◆ WHAT THE TASK ASKS
Retype, word for word, every line of the records below starting at the one that contains "nbfalcon: The performance" and ending at the one that contains "the new (not-yet"; include both of those lines and nothing more.

(Dataset excerpts)

PR #2677, opened 2021-03-05
Use compilation for `lsp-install` buffers (`lsp-async-start-process`)

nbfalcon:
- There is now a separate buffer for each `M-x lsp-install-server` invocation,
  instead of a single `*lsp-install*` buffer.
- `ansi` escapes now install buffers, so `npm install`/everything else now looks
  pretty and colourful instead of gray with escapes intermingled
- The modeline button to select the `*lsp-install*` buffer still works, but it
  now uses `completing-read`, with the code refactored to a new function
  + this function colourises buffer names based on whether the installation is
    still running
  + if there is only a single installation buffer, it is switched to immediately
    (the various commits go into more detail)

----

#

### DIFF
--- a/lsp-mode.el
+++ b/lsp-mode.el
@@ -6997,6 +6997,20 @@ JavaScript file, tsserver.js (the *.js is required for Windows)."
       (error nil)
       (args-out-of-range nil))))
 
+(defvar-local lsp--installation-buffer nil)
+
+(defun lsp-select-installation-buffer ()
+  "Interactively choose an installation buffer."
+  (interactive)
+  (let ((bufs (--filter (and (buffer-local-value 'lsp--installation-buffer it)
+                             (get-buffer-process it))
+                        (buffer-list))))
+    (pcase bufs
+      (`nil (user-error "No installation buffers"))
+      (`(,buf) (pop-to-buffer buf))
+      (bufs (pop-to-buffer (completing-read "Select installation buffer: "
+                                            (mapcar #'buffer-name bufs)))))))
+
 (defun lsp--download-status ()
   (-some--> #'lsp--client-download-in-progress?
     (lsp--filter-clients it)
@@ -7006,9 +7020,7 @@ JavaScript file, tsserver.js (the *.js is required for Windows)."
     (format " Installing following servers: %s" it)
     (propertize it
                 'local-map (make-mode-line-mouse-map
-                            'mouse-1 (lambda ()
-                                       (interactive)
-                                       (switch-to-buffer (get-buffer-create " *lsp-install*"))))
+                            'mouse-1 #'lsp-select-installation-buffer)
                 'mouse-face 'highlight)))
 
 (defun lsp--install-server-internal (client &optional update?)
@@ -7081,22 +7093,24 @@ When prefix UPDATE? is t force installation even if the server is present."
 
 (defun lsp-async-start-process (callback error-callback &rest command)
   "Start async process COMMAND with CALLBACK and ERROR-CALLBACK."
-  (make-process
-   :name (cl-first command)
-   :command command
-   :sentinel (lambda (proc _)
-               (when (eq 'exit (process-status proc))
-                 (if (zerop (process-exit-status proc))
-                     (condition-case err
-                         (funcall callback)
-                       (error
-                        (funcall error-callback (error-message-string err))))
-                   (display-buffer " *lsp-install*")
-                   (funcall error-callback
-                            (format "Async process '%s' failed with exit code %d"
-                                    (process-name proc) (process-exit-status proc))))))
-   :buffer " *lsp-install*"
-   :noquery t))
+  (let ((name (cl-first command)))
+    (with-current-buffer (compilation-start (combine-and-quote-strings command) t
+                                            (lambda (&rest _)
+                                              (generate-new-buffer-name (format "*lsp-install: %s*" name))))
+      (setq-local lsp--installation-buffer t)
+      (add-hook
+       'compilation-finish-functions
+       (lambda (buf status)
+         (if (string= "finished\n" status)
+             (condition-case err
+                 (funcall callback)
+               (error
+                (funcall error-callback (error-message-string err))))
+           (funcall error-callback
+                    (format "Async process '%s' failed with exit code %d"
+                            name (-> (current-buffer) get-buffer-process
+                                     process-exit-status)))))
+       nil t))))
 
 (defun lsp-resolve-value (value)
   "Resolve VALUE's value.
--- a/lsp-mode.el
+++ b/lsp-mode.el
@@ -6999,11 +6999,13 @@ JavaScript file, tsserver.js (the *.js is required for Windows)."
 
 (defvar-local lsp--installation-buffer nil)
 
-(defun lsp-select-installation-buffer ()
-  "Interactively choose an installation buffer."
-  (interactive)
+(defun lsp-select-installation-buffer (&optional show-finished)
+  "Interactively choose an installation buffer.
+If SHOW-FINISHED is set, leftover (finished) installation buffers
+are still shown."
+  (interactive "P")
   (let ((bufs (--filter (and (buffer-local-value 'lsp--installation-buffer it)
-                             (get-buffer-process it))
+                             (or show-finished (get-buffer-process it)))
                         (buffer-list))))
     (pcase bufs
       (`nil (user-error "No installation buffers"))
--- a/lsp-mode.el
+++ b/lsp-mode.el
@@ -6999,6 +6999,16 @@ JavaScript file, tsserver.js (the *.js is required for Windows)."
 
 (defvar-local lsp--installation-buffer nil)
 
+(defface lsp-installation-finished-buffer-face '((t :foreground "orange"))
+  "Face used for finished installation buffers.
+Used in `lsp-select-installation-buffer'."
+  :group 'lsp-mode)
+
+(defface lsp-installation-buffer-face '((t :foreground "green"))
+  "Face used for installation buffers still in progress.
+Used in `lsp-select-installation-buffer'."
+  :group 'lsp-mode)
+
 (defun lsp-select-installation-buffer (&optional show-finished)
   "Interactively choose an installation buffer.
 If SHOW-FINISHED is set, leftover (finished) installation buffers
@@ -7011,7 +7021,11 @@ are still shown."
       (`nil (user-error "No installation buffers"))
       (`(,buf) (pop-to-buffer buf))
       (bufs (pop-to-buffer (completing-read "Select installation buffer: "
-                                            (mapcar #'buffer-name bufs)))))))
+                                            (--map (propertize (buffer-name it) 'face
+                                                               (if (get-buffer-process it)
+                                                                   'lsp-installation-buffer-face
+                                                                 'lsp-installation-finished-buffer-face))
+                                                   bufs)))))))
 
 (defun lsp--download-status ()
   (-some--> #'lsp--client-download-in-progress?


nbfalcon:
Actually, one more thing is missing: `lsp-pwsh` calls `lsp-async-start-process` twice; it will have to be refactored into a single command.

lsp-mode.el
```diff
@@ -7081,22 +7109,24 @@ When prefix UPDATE? is t force installation even if the server is present."
...
-                   (funcall error-callback
-                            (format "Async process '%s' failed with exit code %d"
-                                    (process-name proc) (process-exit-status proc))))))
-   :buffer " *lsp-install*"
-   :noquery t))
+  (let ((name (cl-first command)))
+    (with-current-buffer (compilation-start (combine-and-quote-strings command) t
+                                            (lambda (&rest _)
+                                              (generate-new-buffer-name (format "*lsp-install: %s*" name))))
+      (setq-local lsp--installation-buffer t)
```
kiennq, line 7116: This is already local buffer var, `setq is enough?

lsp-mode.el
```diff
@@ -7081,22 +7109,24 @@ When prefix UPDATE? is t force installation even if the server is present."
...
+       'compilation-finish-functions
+       (lambda (buf status)
+         (if (string= "finished\n" status)
+             (condition-case err
+                 (funcall callback)
+               (error
+                (funcall error-callback (error-message-string err))))
+           (funcall error-callback
+                    (format "Async process '%s' failed with exit code %d"
+                            name (-> (current-buffer) get-buffer-process
```
kiennq, line 7127: Shouldn't this be `buf`?

lsp-mode.el
```diff
@@ -7081,22 +7109,24 @@ When prefix UPDATE? is t force installation even if the server is present."
...
-                       (error
-                        (funcall error-callback (error-message-string err))))
-                   (display-buffer " *lsp-install*")
-                   (funcall error-callback
-                            (format "Async process '%s' failed with exit code %d"
-                                    (process-name proc) (process-exit-status proc))))))
-   :buffer " *lsp-install*"
-   :noquery t))
+  (let ((name (cl-first command)))
+    (with-current-buffer (compilation-start (combine-and-quote-strings command) t
```
kiennq, line 7113: Is this `combine-and-quote-string` works on Windows? Its document is saying
>Note that this is not intended to protect STRINGS from
interpretation by shells, use ‘shell-quote-argument’ for that.

nbfalcon: It indeed doesn't; I am currently refactoring the powershell installation script to use a single lsp-async-start-process instead, and this caused breakage. I will change it to `(mapconcat #'shell-quote-argument args " ")` soon.

nbfalcon:
For some reason, powershell inserts lots spurious whitespace after commands like Expand-Archive and Invoke-WebRequest:
```shell
/tmp λ powershell -Command 'Out-Null -inputObject (Expand-Archive -LiteralPath "zip.zip" -DestinationPath "out-zip" -Force)' | xxd
00000000: 2020 2020 2020 2020 2020 2020 2020 2020                  
00000010: 2020 2020 2020 2020 2020 2020 2020 2020                  
00000020: 2020 2020 2020 2020 2020 2020 2020 2020                  
00000030: 2020 2020 2020 2020 2020 2020 2020 2020                  
00000040: 2020 2020 2020 2020 2020 2020 2020 2020                  
00000050: 2020 2020 2020 2020 2020 2020 2020 2020                  
00000060: 2020 2020 2020 2020 2020 2020 2020 2020                  
00000070: 2020 2020 2020 2020 2020 2020 2020 2020                  
00000080: 2020 2020 2020 2020 2020 2020 2020 2020                  
00000090: 2020 2020 2020 2020 2020 2020 2020 2020                  
000000a0: 2020 2020 2020 2020 2020 2020 2020 2020                  
000000b0: 2020 2020 2020 2020 2020 2020 2020 2020                  
000000c0: 2020 2020 2020 2020 2020 2020 2020 2020                  
000000d0: 2020 2020 2020 2020 2020 2020 2020 2020                  
000000e0: 2020 2020 2020 2020 2020 2020 2020 2020                  
000000f0: 2020 2020 2020 2020 2020 2020 2020 2020                  
00000100: 2020 2020 2020 2020 2020 2020 2020 2020                  
00000110: 2020 2020 2020 2020 2020 2020 2020 2020              
[...]
```
where those "20" hexadecimals represent whitespace characters. @kiennq any ideas? I could only fix this for InvokeWebRequest by using `System.Net.WebClient`.

In any case, here is the updated `lsp-pwsh-setup` function:
```emacs-lisp
(defun lsp-pwsh--quote (s)
  "Quote S for powershell.
Like `shell-quote-argument' but for powershell instead, which
uses a different escape character (`)."
  (replace-regexp-in-string "\\\\\\([^z-a]\\)" "`\\1"
                            (shell-quote-argument s) t))

(defun lsp-pwsh-setup (_client callback error-callback update)
  "Downloads PowerShellEditorServices to `lsp-pwsh-dir'.
CALLBACK is called when the download finish successfully otherwise
ERROR-CALLBACK is called.
UPDATE is non-nil if it is already downloaded.
FORCED if specified with prefix argument."

  (unless (and lsp-pwsh-exe (file-executable-p lsp-pwsh-exe))
    (user-error "Use `lsp-pwsh-exe' with the value of `%s' is not a valid powershell binary"
                lsp-pwsh-exe))

  (let ((url (format lsp-pwsh-github-asset-url "PowerShell"
                     "PowerShellEditorServices" "PowerShellEditorServices.zip")))
    (unless (f-exists? lsp-pwsh-log-path)
      (mkdir lsp-pwsh-log-path 'create-parent))
    (unless (and (not update) (f-exists? lsp-pwsh-dir))
      ;; since we know it's installed, use powershell to download the file
      ;; (and avoid url.el bugginess or additional libraries)
      (lsp-async-start-process
       callback error-callback
       lsp-pwsh-exe "-NoProfile" "-NonInteractive" "-NoLogo" "-Ex" "bypass"
       ;; We can't use Invoke-WebRequest here, because it prints a lot of
       ;; spurious whitespace in conjunction with `Write-Host'. This is probably
       ;; a powershell bug (not Even Out-Null helps here):
       ;;
       ;; powershell -Command 'Write-Output test; $req = Invoke-WebRequest "https://example.com/index.html";' | xxd
       "-Command" (format "
$url = \"%s\"; $dest = \"%s\";
Write-Host \"`e[33mDownloading`e[0m `e[34;4m$url`e[0m...\"; $req = (New-Object System.Net.WebClient).DownloadString($url);
Write-Host \"`e[32mDone!`e[0m `e[33mExtracting to `e[0m`e[34;4m$dest`e[0m...\";
$ProgressReference = 'SilentlyContinue';
$req | Expand-Archive -DestinationPath $dest;
Write-Host \"`e[32mDone! Installation finished.`e[0m\""
                          (lsp-pwsh--quote url)
                          (lsp-pwsh--quote lsp-pwsh-dir))))))
```

lsp-mode.el
nbfalcon: Imho `setq-local` is clearer in such cases: the `defvar-local` tells the reader that the variable will always be local, and the `setq-local` here also does. This way, one needn't jump to `lsp--installation-buffer` first to check if it is local.

lsp-mode.el
nbfalcon: This was eliminated, because after compilation finishes, `get-buffer-process` always returns nil. I decided to simply use the `status` string as the argument to error-callback.

nbfalcon:
Ideas for the future (different PRs, otherwise this one will explode in scope even more):
- when installing multiple servers, clicking a specific server id in the modeline should switch to its installation buffer
- the buffer names for installation buffers should be more intuitive: instead of the command run, it should be something like `*lsp-installation: npm vls*` and should show the server id being installed in the modeline.

This could be merged as is; using a single call to `lsp-async-start-process` for powershell is better, but doesn't work right now because apparently powershell is buggy.

lsp-mode.el
kiennq: Well, I just want to write code without worrying about variable is buffer local or not, so using ubiquitous `setq` everywhere.
The `setq-local` is just a macro that expanded to `(set (make-local-variable xyz) <value>)` so we spends cycles to make variable local everytime this macro is called.
Declaring variable as local once also make it easier if we decide to change the variable back to global, just changing from `defvar-local` -> `defvar` and it will be fine.

kiennq:
I don't think switch to `compilation-start` on Windows is good option, Windows has very poor supports for command line, especially the `cmd-proxy` that comes with Emacs package on Windows.
Can we keep the old `make-process` code and turn the `compilation-mode` on the log buffer instead?

lsp-mode.el
nbfalcon: The performance overhead is insanely small: doing `make-local-variable` a million times takes less than a second, and in this case, the variable really has to be buffer local for it to make any sense. With that in mind, what do you think? Should I prefer `setq`? There are arguments for both, since the variable's name also implies that it would be local.

Benchmark:
```emacs-lisp
(benchmark-run 1000000 (make-local-variable 'abc))
(0.070333... 0 0.0)
```

yyoncho: If you are interested what is the proper way, ask in emacs-devel what is the convention to use defvar-local variables. Except for the naming we tend to follow their conventions.

nbfalcon:
@kiennq I just booted up Windows 10 and did some general `compilation-start` testing (Emacs-27.1):
- `shell-quote-argument` works
- Powershell does not support `\`e`; however, this can be worked around by using \033, I.e. doing the escaping in Emacs directly, not in Powershell
- There are some pitfalls, like "echo \"Meow\"" yielding `"Meow"`, i.e. with quotes

I will fix the escape handling in the windows powershell install script. What other issues did you encounter? The terminal support doesn't really matter, since Emacs will be doing the ansi-escape-handling.

kiennq:
> I will fix the escape handling in the new (not-yet pushed) windows powershell install script. What other issues did you encounter? The terminal support doesn't really matter, since Emacs will be doing the ansi-escape-handling.

Doing manually escaping in Emacs lisp seems to be catching up work though. Personally I would like to avoid the quoting stuff entirely since they're brittle and need good coverage test to ensure our script just not stop working unexpectedly.
One of the issue that maybe encounter is https://github.com/abo-abo/swiper/issues/2517, which may cause hang if this is invoked multiple time.
Is there strong reason to switch to using `compilation-start` than just setting compilation mode in the result buffer?

nbfalcon:
The quoting is only an issue if we implement our own pretty custom installers, like what I was trying to do for `powershell`. The change is not in this PR though, and I will test it on windows once I manage to iron out the space bug. We should not encounter the swiper bug, because `lsp-async-start-process` always creates a new buffer (`generate-new-buffer-name`), and we don't ever call `delete-process`. Using `compilation-start` here is much simpler and more elegant, since it sets up a lot of stuff behind the scenes (mode-line indicator, ...).

nbfalcon:
Upon further investigation, the shell-quoting difference I mentioned doesn't exist. `(compilation-start (mapconcat #'shell-quote-argument '("echo" "\"meow\"") " "))` works the same way on Linux, since we are calling shell-quote-argument on the second string, so it should be quoted in the output.

@kiennq what version of Emacs are you using on Windows, and version of Windows are you using?

kiennq:
I'm using `GNU Emacs 28.0.50 (build 1, x86_64-w64-mingw32) of 2021-01-16` with Windows 10 `2004 build 21301.1010`

@nbfalcon Did you try with Unicode character to see if it works properly with `compilation-start` version? Something like including folder named `令和` in the command.

nbfalcon:
@kiennq I will try later, I don't want to boot windows right now. Do you mean in the command, or in the output? I'd expect the latter to work fine, since Emacs is doing the displaying; the former might cause problems, but we don't use unicode characters (the `\\033` escape is still ASCII), unless npm packages can have non-ascii names (I don't expect that to be the case).

nbfalcon:
@kiennq Actually, nevermind, I just did some testing: the characters you mentioned work just fine in `compilation-start`, both as input and as output, even with ANSI escapes added (`4 = underlining effect`), as you can see from this screenshot:
Capture
taken on Windows 10 with Emacs 27.1.

lsp-mode.el
```diff
@@ -7081,22 +7126,21 @@ When prefix UPDATE? is t force installation even if the server is present."
...
-                            (format "Async process '%s' failed with exit code %d"
-                                    (process-name proc) (process-exit-status proc))))))
-   :buffer " *lsp-install*"
-   :noquery t))
+  (let ((name (cl-first command)))
+    (with-current-buffer (compilation-start (mapconcat #'shell-quote-argument command " ") t
+                                            (lambda (&rest _)
+                                              (generate-new-buffer-name (format "*lsp-install: %s*" name))))
+      (lsp-installation-buffer-mode +1)
+      (add-hook
```
kiennq, line 7134: Don't you need to clean this lambda from `compilation-finish-functions`? Else the unrelated callback might be called for unrelated async command

nbfalcon: Since that hook is run only once, I'd say no. Are you worried about unecessary garbage?

nbfalcon:
I just tested the current `pwsh` installer; it works, but it causes two compilation buffers. It also suffers from the whitespace bug in powershell.

lsp-mode.el
kiennq: It seems that `compilation-finish-functions` is global variable, so if you run `lsp-async-start-process` multiple times to install multiple servers, shouldn't each call will add new closure to the hook?
Also, without checking the `_buf`, how can you make sure that the status is intended for the callback to react to?

nbfalcon: The fourth parameter, if set (as in this case) makes the hook buffer-local before setting it, and adds `t` to the hook variable given (making `run-hooks` run the global one as well).

kiennq: You're right, I didn't notice the `local` flag being set

nbfalcon:
Is there something blocking this?

yyoncho (approved):

yyoncho:
I tested it briefly, seems like everything is working as expected. We might think of restructuring the code to allow better naming of the compilation buffer, but that is a minor issue.

nbfalcon:
Thanks!

nbfalcon:
@yyoncho does this fall under
> the buffer names for installation buffers should be more intuitive: instead of the command run, it should be
> something like *lsp-installation: npm vls* and should show the server id being installed in the modeline.

yyoncho:
yes, I didn't follow the whole discussion(I was more focused on the testing side for this PR).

◆ RESULT FOR THIS TASK
nbfalcon: The performance overhead is insanely small: doing `make-local-variable` a million times takes less than a second, and in this case, the variable really has to be buffer local for it to make any sense. With that in mind, what do you think? Should I prefer `setq`? There are arguments for both, since the variable's name also implies that it would be local.

Benchmark:
```emacs-lisp
(benchmark-run 1000000 (make-local-variable 'abc))
(0.070333... 0 0.0)
```

yyoncho: If you are interested what is the proper way, ask in emacs-devel what is the convention to use defvar-local variables. Except for the naming we tend to follow their conventions.

nbfalcon:
@kiennq I just booted up Windows 10 and did some general `compilation-start` testing (Emacs-27.1):
- `shell-quote-argument` works
- Powershell does not support `\`e`; however, this can be worked around by using \033, I.e. doing the escaping in Emacs directly, not in Powershell
- There are some pitfalls, like "echo \"Meow\"" yielding `"Meow"`, i.e. with quotes

I will fix the escape handling in the windows powershell install script. What other issues did you encounter? The terminal support doesn't really matter, since Emacs will be doing the ansi-escape-handling.

kiennq:
> I will fix the escape handling in the new (not-yet pushed) windows powershell install script. What other issues did you encounter? The terminal support doesn't really matter, since Emacs will be doing the ansi-escape-handling.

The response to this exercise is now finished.